PR #453, opened 2022-05-06
Upgrade jackson bom, remove overrides

arvindth:
A quick [github search](https://cs.github.com/?scopeName=All+repos&scope=&q=org%3Aconfluentinc+jackson.databind.version) shows that the only usage of `jackson.databind.version` is in connect repos that either override this property directly, or inherit from a connect parent pom that overrides this property. These should remain unaffected by removing these properties and dependency overrides.

Likely it's a separate effort to get connect to stop overriding these properties and dependency versions and instead inherit from common.

### DIFF
--- a/pom.xml
+++ b/pom.xml
@@ -55,10 +55,13 @@
         <spotbugs.version>3.1.12</spotbugs.version>
         <spotbugs.maven.plugin.version>3.1.12</spotbugs.maven.plugin.version>
         <java.version>8</java.version>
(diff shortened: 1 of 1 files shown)


janjwerner-confluent:
@arvindth 
This has been addressed in #533 
As you pointed out there are several connect repositories that redefine jackson.version - this is due to delay of the connectors picking up the update version of common. There is little we can do here until it gets resolved there.

PR #469, opened 2022-07-21
chore: Use https for repositories

xli1996:
# what

Start from maven 3.8.1, maven blocks external HTTP repositories by default. We should use https link for repositories

# how

Modify `http` to `https` for repositories


cyrusv (approved):

xli1996:
The build error is not related to this change.

PR #488, opened 2022-11-15
APIF-3117: Update scala version to 2.13.10.

rigelbm:


rigelbm:
See https://github.com/confluentinc/common/pull/489.

PR #502, opened 2023-02-07
fix: override maven version plugin's default versionrange

xli1996:
# what

Currently, we can not override `resolver-maven-plugin`'s default versionRange through cmd lines except changing `confluent.version.range`. However `confluent.version.range` will be used in other places to resolve versions as well.

# how

Add a new parameter `versionRange` that can be overrode through cmd lines. So that we can change `resolver-maven-plugin`'s default versionRange without affecting `confluent.version.range`

### DIFF
--- a/pom.xml
+++ b/pom.xml
@@ -141,6 +141,11 @@
             the version ranges for kafka and ce-kafka. We want to run this for local builds,
             but disable this in the jenkins profile so it doesn't run during CI builds.
         -->
+        <versionRange>${confluent.version.range}</versionRange>
+        <!-- This is the version range used by resolver-maven-plugin to resolve the
+            version of ccs and ce-kafka. This allowed this property to be overridden
+            through cmd lines.
+        -->
         <skip.maven.resolver.plugin>false</skip.maven.resolver.plugin>
         <!-- The custom install step handles installing a modified pom file with the
             kafka version ranges resolved. We only do this for local builds so for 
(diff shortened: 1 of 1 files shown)


pom.xml
```diff
@@ -141,6 +141,11 @@
             the version ranges for kafka and ce-kafka. We want to run this for local builds,
             but disable this in the jenkins profile so it doesn't run during CI builds.
         -->
+        <versionRange>${confluent.version.range}</versionRange>
+        <!-- This is the version range used by resolver-maven-plugin to resolve the
+            version of ccs and ce-kafka. This allowed this property to be overridden
+            through cmd lines.
+        -->
         <skip.maven.resolver.plugin>false</skip.maven.resolver.plugin>
```
acourtneybrown, line 149: i think you split this property from it's associated comment.

pom.xml
```diff
@@ -141,6 +141,11 @@
             the version ranges for kafka and ce-kafka. We want to run this for local builds,
             but disable this in the jenkins profile so it doesn't run during CI builds.
         -->
+        <versionRange>${confluent.version.range}</versionRange>
+        <!-- This is the version range used by resolver-maven-plugin to resolve the
+            version of ccs and ce-kafka. This allowed this property to be overridden
+            through cmd lines.
+        -->
```
acourtneybrown, line 148: can you move this comment before the right property?

acourtneybrown (commented):
couple of minor re-ordering things, then LGTM.

also, should this be against the `5.5.x` branch & then `pint merge`d to `master`.

PR #506, opened 2023-02-14
fix: remove ci.py

xli1996:
# what

This script is used to help get the correct ccs-kafka and ce-kafka versions from version range. Now as we fixed ccs-kafka and ce-kafka versions, ideally we do not need this script.

# how

Remove ci.py scripts


gracechensd (approved):

xli1996:
The downstream failure is unrelated to this change.

milosimpson (approved):
Sure

PR #510, opened 2023-02-17
fix: revert remove ci py

xli1996:
# what

This PR revert changes in https://github.com/confluentinc/common/pull/506  and un-pin nano version to fallback to use version range. The reason is that it causes confusion in release.


acourtneybrown (approved):

xli1996:
The downstream failure is unrelated to this change.

PR #517, opened 2023-04-06
APPSEC-2551: Update Jackson

janjwerner-confluent:
An update of SnakeYaml to version 2.0 revealed incompatibility with Jackson < 2.14.2. Updating Jackson to 2.14.2 that was shown working with SnakeYaml 2.0 in https://github.com/confluentinc/cc-pipeline-service/pull/1153

### DIFF
--- a/pom.xml
+++ b/pom.xml
@@ -55,10 +55,10 @@
         <spotbugs.version>3.1.12</spotbugs.version>
         <spotbugs.maven.plugin.version>3.1.12</spotbugs.maven.plugin.version>
         <java.version>8</java.version>
-        <jackson.version>2.13.4</jackson.version>
-        <jackson.databind.version>2.13.4.2</jackson.databind.version>
-        <jackson.bom.version>2.13.4.20221013</jackson.bom.version>
-        <jackson.cbor.version>2.13.4</jackson.cbor.version>
+        <jackson.version>2.14.2</jackson.version>
+        <jackson.databind.version>2.14.2</jackson.databind.version>
+        <jackson.bom.version>2.14.2</jackson.bom.version>
+        <jackson.cbor.version>2.14.2</jackson.cbor.version>
         <gson.version>2.9.0</gson.version>
         <guava.version>30.1.1-jre</guava.version>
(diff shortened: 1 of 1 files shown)


xjin-Confluent:
This has build failure. I triggered a new build.

janjwerner-confluent:
error seemed to be unrelated. thanks for rebuilding.

xjin-Confluent (approved):

pom.xml
```diff
@@ -55,10 +55,10 @@
...
         <spotbugs.maven.plugin.version>3.1.12</spotbugs.maven.plugin.version>
         <java.version>8</java.version>
-        <jackson.version>2.13.4</jackson.version>
-        <jackson.databind.version>2.13.4.2</jackson.databind.version>
-        <jackson.bom.version>2.13.4.20221013</jackson.bom.version>
-        <jackson.cbor.version>2.13.4</jackson.cbor.version>
+        <jackson.version>2.14.2</jackson.version>
+        <jackson.databind.version>2.14.2</jackson.databind.version>
+        <jackson.bom.version>2.14.2</jackson.bom.version>
+        <jackson.cbor.version>2.14.2</jackson.cbor.version>
```
michaelli321, line 61: Why do we set all of these jackson variables instead of only using the bom's jackson version?

janjwerner-confluent: @michaelli321 
I believe this is somewhat of a technical debt - some projects had different versions of jackson sub-dependencies. You are right - the preferable solution would be to go through all the projects and use only one version. We can do such cleanup when we confirm that this jackson update does not break anything downstream.

michaelli321: I'm confused, why is this technical debt? The `jackson.bom.version` defined is the same for all other jackson versions. The parent pom should use the `jackson.bom.version` in place of the others and allow children pom's to overwrite that variable if needed

janjwerner-confluent: There are repos that use jackson variables - we should go and find all the places where those maven variables are used and normalize them to use only one. That is what I meant by the debt.

PR #553, opened 2023-10-12
Upgrade Avro

xjin-Confluent:


janjwerner-confluent (commented):
@xjin-Confluent 
Can you also add it to the dependencyManagement section. 
This way we don't have to worry about maven builds using an outdated version if they import any code from ce-kafka

xjin-Confluent:
> @xjin-Confluent Can you also add it to the dependencyManagement section. This way we don't have to worry about maven builds using an outdated version if they import any code from ce-kafka

Good idea. Added.

janjwerner-confluent (approved):
LGTM

PR #556, opened 2023-10-25
Upgrade protobuf to 3.24.4

rayokota:
Upgrade to protobuf 3.24.4  .  One of the dependencies of Schema Registry requires 3.22+, we are currently on 3.19.6


xjin-Confluent (approved):

janjwerner-confluent:
@rayokota 
was this supposed to be only for master branch?

ijuma:
We should always upgrade ce-kafka's protobuf when we upgrade common - we should add a comment saying that. We also seem to be missing some tests because this change seems to have caused a sev-1 in prod where Schema Validation is totally broken for protobuf.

****************

» **Task requirements**
Your output should be the listing's lines, exact and complete, from its first line to the line that contains "A quick [github", inclusive.

» **Answer space**
PR #453, opened 2022-05-06
Upgrade jackson bom, remove overrides

arvindth:
A quick [github search](https://cs.github.com/?scopeName=All+repos&scope=&q=org%3Aconfluentinc+jackson.databind.version) shows that the only usage of `jackson.databind.version` is in connect repos that either override this property directly, or inherit from a connect parent pom that overrides this property. These should remain unaffected by removing these properties and dependency overrides.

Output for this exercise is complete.